Key Features Configured

  • Instances: Set up with 2 replicas for high availability.
  • Backups:
    • pgBackRest: Configured for backups to S3-compatible storage.
    • Schedules:
      • Full Backups: Every Sunday at 1 AM.
      • Differential Backups: Monday to Saturday at 1 AM.
    • Retention: Keeps backups for 14 days.
  • Users and Databases:
    • Created users with specific roles and database access.
  • Patroni Configuration:
    • Manages automatic failover and replication.
  • Monitoring:
    • Enabled pgMonitor exporter for detailed metrics.

Benefits Experienced

  • Backup and Restore:
    • Seamless configuration of backups to S3.
    • Ability to restore backups in different clusters.
  • Detailed Metrics:
    • Access to comprehensive monitoring data.
  • Flexibility:
    • More control over cluster settings and behaviors.
  • Documentation:
    • Clear guidance on setup, maintenance, and troubleshooting.

Conclusion

Deploying PostgreSQL on Kubernetes requires careful planning, especially for stateful applications needing persistent storage and high availability.
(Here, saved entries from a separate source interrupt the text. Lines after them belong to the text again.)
PR #7015, opened 2025-03-11
`Debug` trait and its auto implementation

xunilrj:
## Description

This PR implements the `__dbg(...)` intrinsic, which is very similar to Rust `dbg!(...)` macro.

Up until now, it has being the norm to use `__log` to debug values. Given that this is NOT the first use case for log, we have always found some issues with it: log does not work on predicates, log does not show "private" fields like `Vec::capacity` and others.

To solve these problems `__dbg` is being introduced:
1 - it will work on all program types, including predicates;
2 - it also prints the file name, line and column;
3 - All types will have an automatic implementation of Debug if possible, which can still be customized.
4 - Even `raw_ptr` and other non "loggable" types, have `Debug` impls.
5 - `__dbg` will be completely stripped in the release build by default. It can be turned on again if needed.

So this:

```
// Aggregates
let _ = __dbg((1u64, 2u64));
let _ = __dbg([1u64, 2u64]);

// Structs and Enums
let _ = __dbg(S { });
let _ = __dbg(E::None);
let _ = __dbg(E::Some(S { }));
```

will generate this:

```
[src/main.sw:19:13] = (1, 2)
[src/main.sw:20:13] = [1, 2]
[src/main.sw:23:13] = S { }
[src/main.sw:24:13] = None
[src/main.sw:25:13] = E(S { })
```

How does this work?

`__dbg(value)` intrinsic is desugared into `{ let f = Formatter{}; f.print_str(...); let value = value; value.fmt(f); value }`.

`Formatter` is similar to Rust's one. The difference is that we still do not support string formatting, so the `Formatter` has a lot of  `print_*` functions.

And each `print` function calls a "syscall". This `syscall` uses `ecal` under the hood and it follows unix write syscall schema.

```sway
// ssize_t write(int fd, const void buf[.count], size_t count);
fn syscall_write(fd: u64, buf: raw_ptr, count: u64) {
    asm(id: 1000, fd: fd, buf: buf, count: count) {
        ecal id fd buf count;
    }
}
```

For that to work, the VM interpreter must have its `EcalState` setup and interpret syscall number 1000 as `write`. This PR does this for `forc test` and our `e2e test suite`.

Each test in `forc test` will capture these calls and only print to the terminal when requested with the `--log` flag.

## Garbage Collector and auto generated

Before, we were associating all auto-generated code with a pseudo file called "&lt;autogenerated&gt;.sw" that was never garbage collected.

This generated a problem inside the LSP when the `auto_impl.rs` ran a second time because of a collision in the "shareable type" map. When we try to solve this collision, choosing to keep the old value or to insert the new, the type inside the map points to already collected types and the compiler panics. This is a known problem.

The workaround for this is to break the auto-generated code into multiple files. Now they are named "main.autogenerated.sw", for example. We create one pseudo-file for each real file that needs one.

When we garbage collect one file, `main.sw`, for example, we also collect its associated auto-generated file.

## Checklist


forc-test/src/execute.rs
```diff
@@ -23,10 +21,85 @@ use vm::interpreter::{InterpreterParams, MemoryInstance};
...
+        b: RegId,
+        c: RegId,
+        d: RegId,
+    ) -> fuel_vm::error::SimpleResult<()>
+    where
+        M: fuel_vm::prelude::Memory,
+    {
+        let regs = vm.registers();
+        match regs[a.to_u8() as usize] {
+            1000 => {
```
Voxelot, line 76: Should `1000` be put into some kind of consts file? This seems like a pretty important magic number that people should know about.

xunilrj: Good idea.

forc-test/src/execute.rs
```diff
@@ -23,10 +21,85 @@ use vm::interpreter::{InterpreterParams, MemoryInstance};
...
+                let addr = regs[c.to_u8() as usize];
+                let count = regs[d.to_u8() as usize];
```
zees-dev, line 78: nit: naming; len or length - since we are reading a length from offset/address

forc-test/src/execute.rs
```diff
@@ -23,10 +21,85 @@ use vm::interpreter::{InterpreterParams, MemoryInstance};
...
+            }
+            CapturedEcal::Unknown { ra, rb, rc, rd } => {
+                println!("Unknown ecal: {} {} {} {}", ra, rb, rc, rd);
+            }
+        }
+    }
+}
+
+#[derive(Debug, Clone, Default)]
+pub struct EcalState {
```
zees-dev, line 53: Note: Could use some doc-comments for this - since we seem to be writing to a Vec here (its not a simple ecal impl)

forc-test/src/lib.rs
```diff
@@ -74,6 +75,8 @@ pub struct TestResult {
     pub logs: Vec<fuel_tx::Receipt>,
     /// Gas used while executing this test.
     pub gas_used: u64,
+    /// EcalState of the execution
+    pub ecal: Box<EcalState>,
```
zees-dev, line 79: maybe can use reference or arc here?

forc-test/src/execute.rs
```diff
@@ -23,10 +21,85 @@ use vm::interpreter::{InterpreterParams, MemoryInstance};
 use vm::state::DebugEval;
 use vm::state::ProgramState;
 
+#[derive(Debug, Clone)]
+pub enum CapturedEcal {
+    Write { fd: u64, bytes: Vec<u8> },
+    Unknown { ra: u64, rb: u64, rc: u64, rd: u64 },
+}
+
+impl CapturedEcal {
```
zees-dev, line 30: maybe we can move this to another file?
i.e. `ecal.rs` or something?

sway-core/src/semantic_analysis/ast_node/declaration/auto_impl/abi_encoding.rs
```diff
@@ -208,30 +208,36 @@ where
...
         let abi_decode_code = self.generate_abi_decode_code(
             struct_decl.name(),
             &struct_decl.type_parameters,
             abi_decode_body?,
         );
-        let abi_decode_node =
-            self.parse_impl_trait_to_ty_ast_node(engines, program_id, &abi_decode_code);
+        let abi_decode_node = self.parse_impl_trait_to_ty_ast_node(
+            engines,
+            struct_decl.span().source_id().cloned(),
```
zees-dev, line 232: nit: may not need cloned here?

sway-core/src/transform/to_parsed_lang/convert_parse_tree.rs
```diff
@@ -1994,6 +1995,199 @@ fn expr_func_app_to_expression_kind(
...
+        //      f.print_str(":");
+        //      f.print_str(<current col>);
+        //      f.print_str("] ");
+        //      f.print_str(<current expr>);
+        //      f.print_str(" = ");
+        //      let arg = arg;
+        //      arg.fmt(f);
+        //      arg
+        // }"
+        Some(Intrinsic::Dbg)
```
zees-dev, line 2013: nice; makes much more sense now

sway-error/src/handler.rs
```diff
@@ -28,6 +28,7 @@ impl Handler {
 
     /// Emit the error `err`.
     pub fn emit_err(&self, err: CompileError) -> ErrorEmitted {
+        // eprintln!("{:?} {}", &err, std::backtrace::Backtrace::force_capture());
```
zees-dev, line 31: nit: remove before merging

forc-test/src/execute.rs
xunilrj: It's named `count` because this is the name of the arg in ` vm.memory().read(...)`.

forc-test/src/execute.rs
xunilrj: Done.

forc-test/src/lib.rs
xunilrj: This is inside `TestResult`, which means the `EcalState` is not shared between tests.

forc-test/src/execute.rs
xunilrj: Done.

sway-core/src/semantic_analysis/ast_node/declaration/auto_impl/abi_encoding.rs
xunilrj: Done.

sway-error/src/handler.rs
xunilrj: Done.

JoshuaBatty:
This is looking great @xunilrj really excited to see this land. Any ideas what is cause the performance hit and if it can be rectified?

xunilrj:
> This is looking great @xunilrj really excited to see this land. Any ideas what is cause the performance hit and if it can be rectified?

This is expected because we are generating auto-impl for all strucs/enums for the new `Debug` trait.

test/src/snapshot/mod.rs
```diff
@@ -77,40 +77,60 @@ pub(super) async fn run(filter_regex: Option<&regex::Regex>) -> Result<()> {
...
+                                    if line.contains(arg) {
+                                        new_output.push_str(line);
+                                        new_output.push('\n');
+                                    }
+                                }
+                                last_output = Some(new_output);
+                            }
+                            continue;
+                        } else {
+                            panic!("Not supported. Possible commands: forc")
```
zees-dev, line 110: grep seems to be supported to no?

sway-lib-std/src/debug.sw
zees-dev, line 1: nice; single file which contains full functionality for debug in sway

docs/book/src/debugging/index.md
zees-dev, line 1: nice, very clear

forc-test/src/ecal.rs
zees-dev, line 1: would be great to have unit test for the ecal - specifically specification of VM opcode - which would translate to debugging of a variable.
Im thinking something along the lines of this test (initial PR which tried to implement logging in predicates via ecal): https://github.com/FuelLabs/sway/blob/4ae3ab16db23159f463802586316fdc87707abf7/forc-test/src/ecal.rs#L67

sway-core/src/semantic_analysis/ast_node/declaration/auto_impl/debug.rs
```diff
@@ -0,0 +1,147 @@
...
+            _ => None,
+        }
+    }
+
+    // Auto implements Debug for structs and returns their `AstNode`s.
+    fn debug_auto_impl_struct(
+        &mut self,
+        engines: &Engines,
+        decl: &TyDecl,
+    ) -> Option<Option<TyAstNode>> {
```
IGI-111, line 35: It doesn't look like the first Option is of any use here, is it just a usage convenience?

sway-core/src/semantic_analysis/ast_node/declaration/auto_impl/debug.rs
```diff
@@ -0,0 +1,147 @@
...
+            decl.name().as_str()
+        )
+    }
+
+    // Auto implements Debug for enums and returns their `AstNode`s.
+    fn debug_auto_impl_enum(
+        &mut self,
+        engines: &Engines,
+        decl: &TyDecl,
+    ) -> Option<Option<TyAstNode>> {
```
IGI-111, line 97: Same here, why the double Option?

IGI-111 (commented):
I think this generally looks good and is the superior approach to debugging.

However we'll need two more things in the future to make this convenient:
* some kind of standard for Sway syscalls to avoid collision problems conventionally
* a nicer syntax than `__dbg(x)` that still preserves the location information

But these can be addressed later without issue.

sway-core/src/semantic_analysis/ast_node/declaration/auto_impl/debug.rs
xunilrj: You are right. Done.

sway-core/src/semantic_analysis/ast_node/declaration/auto_impl/debug.rs
xunilrj: Done.

test/src/snapshot/mod.rs
xunilrj: `grep` is indeed supported. Well.... a very limited version of it, to simplify the snapshots.

forc-test/src/ecal.rs
xunilrj: Good idea! Done.

docs/book/src/reference/compiler_intrinsics.md
```diff
@@ -372,3 +372,18 @@ Runtime bound checks are not generated, and must be done manually when and where
...
 - `item` is a reference to an array or a reference to a slice;
 - when `index` is a literal, it must be smaller than `item` length;
+
+---
+
+```sway
+__dbg(value: T) -> T
+```
+
+**Description:** Automatically calls the `Debug` trait on the passed `value`, with file, line and column information. The value is returned to allow be used inside any expression.
```
ironcev, line 382:
```suggestion
**Description:** Automatically calls the `Debug` trait on the passed `value`, with file, line and column information. The value is returned to allow to be used inside of any expression.
```

docs/book/src/reference/compiler_intrinsics.md
```diff
@@ -372,3 +372,18 @@ Runtime bound checks are not generated, and must be done manually when and where
...
+
+Only generate the expected output in `Debug` mode, when in `Release` behaves as identity function, just returning the passed value.
```
ironcev, line 384:
```suggestion
Only generates the expected output in `Debug` mode. When in `Release`, it behaves as identity function, just returning the passed value.
```

docs/book/src/reference/compiler_intrinsics.md
```diff
@@ -372,3 +372,18 @@ Runtime bound checks are not generated, and must be done manually when and where
...
+To enable the output generation in "Release", must be enabled in the project `Forc.toml`
```
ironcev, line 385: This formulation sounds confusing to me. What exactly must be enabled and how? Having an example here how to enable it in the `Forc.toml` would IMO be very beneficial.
PR #1601, opened 2026-09-15
fix(telegram): queue mid-turn followup button tap for execution

leshchenko1979:
When a user taps an inline followup button while an agent turn is actively executing, the handler previously dropped the callback with a warning that the turn was busy.

This change enqueues the pending followup callback payload onto the session queue so it executes as the next prompt boundary without requiring the user to re-tap after turn completion.

Original issue: https://github.com/leshchenko1979/opencrabs/issues/136


adolfousier:
Squash-merged locally as aa331182 and pushed to main (local squash flow mints new SHAs, so GitHub cannot auto-close this). Landed as `feat(telegram): queue follow-up selections instead of re-arming on mid-turn tap`. Gates green: fmt + clippy -D warnings + full test suite.

PR #1603, opened 2026-09-15
discord: stop posting the final response twice on tool turns

### LINKED ISSUE #1602: Discord: final response posted twice on tool-using turns
# Discord: final response posted twice on tool-using turns

## What happens

On Discord, when a turn uses tools and ends with a long final reply, the same response text arrives twice: once without the `ctx:` footer, then again with it. The two messages land within milliseconds of each other. Short replies without tool use are unaffected. The session database stores a single copy, so only the Discord delivery duplicates.

## Observed on

v0.5.1, Discord channel delivery, API provider (no CLI fallback). Reproduced across three separate turns. Each duplicated pair was one footerless message plus one message carrying the `ctx:` footer.

## Root cause

Two delivery paths post the same text in one turn:

1. When the last tool iteration ends, `tool_loop.rs` emits the final text as `IntermediateText` so the TUI persists it (the comment reads "Emit final text so TUI persists it as a permanent message"). The Discord handler's `IntermediateText` arm posts every intermediate to the channel.
2. The normal completion path then posts `response.content` again, this time appending the `ctx:` footer.

The Discord `IntermediateText` arm only deduplicates against intermediates it already sent. It knows nothing about the upcoming final message, so the trailing emission and the final send both reach the channel. The footerless copy comes from path 1, the footer copy from path 2.

## Prior art in this codebase

Slack delivery already guards against this exact class of bug, citing #456, #459, #943, and #951 in its comments: it tracks sent intermediates, skips a final message that matches a sent intermediate, and handles the empty-final case. The Discord arm has none of these guards. Related emission sites in `tool_loop.rs` carry "Do NOT re-emit" warnings, so this bug family is already known there.

Issue #1100 (and its duplicate #1101) describe doubled tool-call execution under CLI failover. That is a different layer: execution vs delivery. Mentioning it here only to keep the two apart.

## Proposed fix

Port the Slack guards to the Discord handler:

- Track the `MessageId`s of intermediates sent during the turn.
- After building the final response, normalize the text and skip the final send when it matches an already-sent intermediate; footer-edit the retained intermediate instead.
- Keep an empty-final guard so a footer edit never posts an empty message.

## Testing

- Unit tests for the `norm_key` normalization helper: 4 passing.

While the Zalando Postgres Operator is user-friendly, it didn’t meet all my requirements for backup and customization.

Switching to the CrunchyData PostgreSQL Operator provided the features and control I needed. With robust backup options, detailed metrics, and excellent documentation, it proved to be the better choice for my deployment.